_Activity_
Give back the entries verbatim.

_Input_
PR #1420, opened 2020-09-20
Update CHL_l_english.yml

Arcangelus:
Some extra typos and spelling.
Added missing CHL_supress_the_nacistas_desc. It's no quite historically correct as the party never got widespread support and was mostly dead by 1939 (officially died in 1941), but it gets the point across.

_Written response_
PR #1420, opened 2020-09-20
Update CHL_l_english.yml

Arcangelus:
Some extra typos and spelling.
Added missing CHL_supress_the_nacistas_desc. It's no quite historically correct as the party never got widespread support and was mostly dead by 1939 (officially died in 1941), but it gets the point across.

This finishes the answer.